• [What is required]: One part of the entries below is wanted: the lines from the one containing "- Clarifies that" through the one containing "Updates SDL_image to 2.8.10". Write those out exactly and nothing else.

Dataset entries:
*** Block opens ***
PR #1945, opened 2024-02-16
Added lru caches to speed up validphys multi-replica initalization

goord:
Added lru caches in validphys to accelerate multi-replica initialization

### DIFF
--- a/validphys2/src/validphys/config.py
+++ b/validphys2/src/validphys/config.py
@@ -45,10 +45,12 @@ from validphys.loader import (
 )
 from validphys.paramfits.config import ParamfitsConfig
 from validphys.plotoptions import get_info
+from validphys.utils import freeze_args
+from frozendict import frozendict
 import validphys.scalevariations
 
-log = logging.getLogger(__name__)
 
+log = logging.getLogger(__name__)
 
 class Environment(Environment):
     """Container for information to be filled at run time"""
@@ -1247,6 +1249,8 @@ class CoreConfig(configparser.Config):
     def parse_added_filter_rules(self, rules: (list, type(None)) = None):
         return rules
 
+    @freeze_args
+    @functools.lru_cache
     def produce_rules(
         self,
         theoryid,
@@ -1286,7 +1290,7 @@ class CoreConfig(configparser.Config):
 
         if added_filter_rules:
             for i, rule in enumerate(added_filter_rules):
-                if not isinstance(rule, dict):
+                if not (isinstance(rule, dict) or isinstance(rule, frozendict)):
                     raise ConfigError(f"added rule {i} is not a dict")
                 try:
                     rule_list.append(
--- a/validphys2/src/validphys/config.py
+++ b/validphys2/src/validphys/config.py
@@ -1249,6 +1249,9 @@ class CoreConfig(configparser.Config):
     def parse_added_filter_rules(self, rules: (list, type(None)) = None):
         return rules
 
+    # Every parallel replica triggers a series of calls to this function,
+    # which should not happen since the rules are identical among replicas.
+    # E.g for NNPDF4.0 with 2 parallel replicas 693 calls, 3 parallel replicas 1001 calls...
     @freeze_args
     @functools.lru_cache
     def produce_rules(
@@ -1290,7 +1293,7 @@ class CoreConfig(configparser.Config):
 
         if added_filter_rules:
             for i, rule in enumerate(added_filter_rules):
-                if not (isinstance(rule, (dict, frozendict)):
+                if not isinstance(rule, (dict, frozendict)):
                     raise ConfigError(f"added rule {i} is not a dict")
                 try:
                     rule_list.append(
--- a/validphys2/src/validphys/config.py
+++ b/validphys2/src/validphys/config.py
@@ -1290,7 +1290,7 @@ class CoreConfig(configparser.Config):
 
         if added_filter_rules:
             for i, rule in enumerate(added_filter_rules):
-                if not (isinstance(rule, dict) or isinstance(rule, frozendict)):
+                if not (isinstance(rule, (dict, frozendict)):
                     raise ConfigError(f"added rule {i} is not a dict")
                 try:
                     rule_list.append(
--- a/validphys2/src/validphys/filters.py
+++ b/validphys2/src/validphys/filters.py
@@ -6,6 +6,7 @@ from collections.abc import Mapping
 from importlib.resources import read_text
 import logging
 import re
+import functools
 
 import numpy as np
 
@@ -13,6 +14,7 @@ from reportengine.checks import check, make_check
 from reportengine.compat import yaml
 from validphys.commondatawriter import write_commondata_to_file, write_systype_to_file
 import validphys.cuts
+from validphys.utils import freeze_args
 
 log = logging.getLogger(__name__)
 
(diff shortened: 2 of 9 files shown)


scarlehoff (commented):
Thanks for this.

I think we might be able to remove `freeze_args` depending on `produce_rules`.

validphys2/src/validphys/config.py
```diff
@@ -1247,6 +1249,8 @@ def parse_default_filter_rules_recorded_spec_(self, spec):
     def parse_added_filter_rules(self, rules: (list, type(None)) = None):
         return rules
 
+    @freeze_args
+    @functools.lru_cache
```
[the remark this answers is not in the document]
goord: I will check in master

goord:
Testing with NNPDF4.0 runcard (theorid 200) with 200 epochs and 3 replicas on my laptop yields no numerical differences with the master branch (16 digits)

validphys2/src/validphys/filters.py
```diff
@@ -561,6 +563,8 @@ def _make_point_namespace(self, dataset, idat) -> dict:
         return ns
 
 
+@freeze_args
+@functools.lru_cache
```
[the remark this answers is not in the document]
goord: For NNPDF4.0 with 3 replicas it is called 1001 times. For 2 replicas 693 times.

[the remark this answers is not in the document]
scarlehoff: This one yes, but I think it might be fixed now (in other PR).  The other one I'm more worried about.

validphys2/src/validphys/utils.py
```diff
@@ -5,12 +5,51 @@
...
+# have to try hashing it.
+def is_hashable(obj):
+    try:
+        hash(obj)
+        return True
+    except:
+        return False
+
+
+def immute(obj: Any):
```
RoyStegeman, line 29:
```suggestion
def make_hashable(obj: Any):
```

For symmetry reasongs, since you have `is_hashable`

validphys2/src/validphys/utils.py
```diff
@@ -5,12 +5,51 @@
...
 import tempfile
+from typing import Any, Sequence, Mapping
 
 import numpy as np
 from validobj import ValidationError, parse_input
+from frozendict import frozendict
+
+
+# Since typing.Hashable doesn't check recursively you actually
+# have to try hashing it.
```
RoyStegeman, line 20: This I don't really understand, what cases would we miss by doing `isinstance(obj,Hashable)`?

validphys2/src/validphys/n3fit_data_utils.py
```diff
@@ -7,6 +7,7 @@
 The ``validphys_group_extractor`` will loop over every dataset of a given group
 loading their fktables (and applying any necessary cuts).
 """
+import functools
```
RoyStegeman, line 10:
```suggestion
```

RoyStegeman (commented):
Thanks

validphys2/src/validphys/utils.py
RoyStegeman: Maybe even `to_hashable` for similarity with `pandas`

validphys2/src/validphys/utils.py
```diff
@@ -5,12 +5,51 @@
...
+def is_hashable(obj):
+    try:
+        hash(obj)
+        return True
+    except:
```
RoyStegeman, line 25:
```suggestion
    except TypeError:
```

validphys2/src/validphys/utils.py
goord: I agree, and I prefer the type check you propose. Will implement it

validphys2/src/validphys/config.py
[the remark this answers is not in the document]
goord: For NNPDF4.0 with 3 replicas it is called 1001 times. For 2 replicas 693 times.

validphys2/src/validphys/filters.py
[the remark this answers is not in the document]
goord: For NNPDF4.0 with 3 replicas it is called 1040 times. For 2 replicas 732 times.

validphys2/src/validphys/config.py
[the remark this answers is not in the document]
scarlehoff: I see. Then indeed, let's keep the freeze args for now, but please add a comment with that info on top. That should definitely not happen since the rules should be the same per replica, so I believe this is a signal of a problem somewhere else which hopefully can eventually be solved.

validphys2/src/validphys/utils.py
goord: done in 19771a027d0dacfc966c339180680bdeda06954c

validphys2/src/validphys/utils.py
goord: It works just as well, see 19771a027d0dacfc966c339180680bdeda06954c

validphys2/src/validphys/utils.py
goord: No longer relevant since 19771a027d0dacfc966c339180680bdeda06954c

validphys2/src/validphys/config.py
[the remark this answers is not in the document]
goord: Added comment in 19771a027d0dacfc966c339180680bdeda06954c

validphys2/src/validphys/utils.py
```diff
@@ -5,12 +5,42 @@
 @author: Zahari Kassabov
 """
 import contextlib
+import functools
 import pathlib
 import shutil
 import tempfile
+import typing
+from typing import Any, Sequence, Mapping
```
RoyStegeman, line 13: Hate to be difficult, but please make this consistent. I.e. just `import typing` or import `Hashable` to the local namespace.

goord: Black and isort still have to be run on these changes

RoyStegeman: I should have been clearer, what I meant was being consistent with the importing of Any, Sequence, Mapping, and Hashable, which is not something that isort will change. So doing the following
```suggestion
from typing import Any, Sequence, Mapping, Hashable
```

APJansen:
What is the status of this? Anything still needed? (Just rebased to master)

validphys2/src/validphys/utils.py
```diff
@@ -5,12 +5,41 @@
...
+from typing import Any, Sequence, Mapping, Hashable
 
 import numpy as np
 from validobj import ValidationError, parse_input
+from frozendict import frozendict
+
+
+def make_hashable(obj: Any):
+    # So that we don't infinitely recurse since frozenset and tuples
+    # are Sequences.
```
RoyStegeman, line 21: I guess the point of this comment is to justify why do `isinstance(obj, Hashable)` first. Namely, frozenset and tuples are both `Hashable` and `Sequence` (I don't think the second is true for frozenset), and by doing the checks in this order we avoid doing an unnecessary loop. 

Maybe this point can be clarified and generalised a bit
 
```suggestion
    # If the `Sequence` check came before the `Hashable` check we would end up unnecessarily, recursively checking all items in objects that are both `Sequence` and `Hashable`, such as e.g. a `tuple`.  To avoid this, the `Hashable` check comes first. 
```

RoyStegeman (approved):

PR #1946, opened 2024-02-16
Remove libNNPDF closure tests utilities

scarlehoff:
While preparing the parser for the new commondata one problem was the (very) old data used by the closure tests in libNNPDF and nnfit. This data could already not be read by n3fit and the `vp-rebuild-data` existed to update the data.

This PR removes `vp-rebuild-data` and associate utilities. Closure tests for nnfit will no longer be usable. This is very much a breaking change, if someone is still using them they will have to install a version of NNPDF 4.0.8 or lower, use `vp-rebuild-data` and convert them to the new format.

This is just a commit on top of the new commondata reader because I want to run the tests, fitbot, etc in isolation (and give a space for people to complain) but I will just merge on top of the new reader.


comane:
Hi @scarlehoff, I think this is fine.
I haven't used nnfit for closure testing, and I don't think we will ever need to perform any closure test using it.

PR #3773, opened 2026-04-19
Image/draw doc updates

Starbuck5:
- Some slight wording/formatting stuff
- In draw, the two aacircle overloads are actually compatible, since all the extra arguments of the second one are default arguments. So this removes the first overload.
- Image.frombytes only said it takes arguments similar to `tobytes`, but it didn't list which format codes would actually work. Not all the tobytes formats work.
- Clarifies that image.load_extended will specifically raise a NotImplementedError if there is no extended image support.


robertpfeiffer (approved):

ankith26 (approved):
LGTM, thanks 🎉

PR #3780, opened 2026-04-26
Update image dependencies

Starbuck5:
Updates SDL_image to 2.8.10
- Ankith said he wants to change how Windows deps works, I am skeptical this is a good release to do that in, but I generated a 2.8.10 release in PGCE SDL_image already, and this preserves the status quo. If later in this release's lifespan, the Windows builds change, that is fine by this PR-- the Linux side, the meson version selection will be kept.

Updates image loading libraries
*** Block closes ***
• [Exercise solution]:
- Clarifies that image.load_extended will specifically raise a NotImplementedError if there is no extended image support.


robertpfeiffer (approved):

ankith26 (approved):
LGTM, thanks 🎉

PR #3780, opened 2026-04-26
Update image dependencies

Starbuck5:
Updates SDL_image to 2.8.10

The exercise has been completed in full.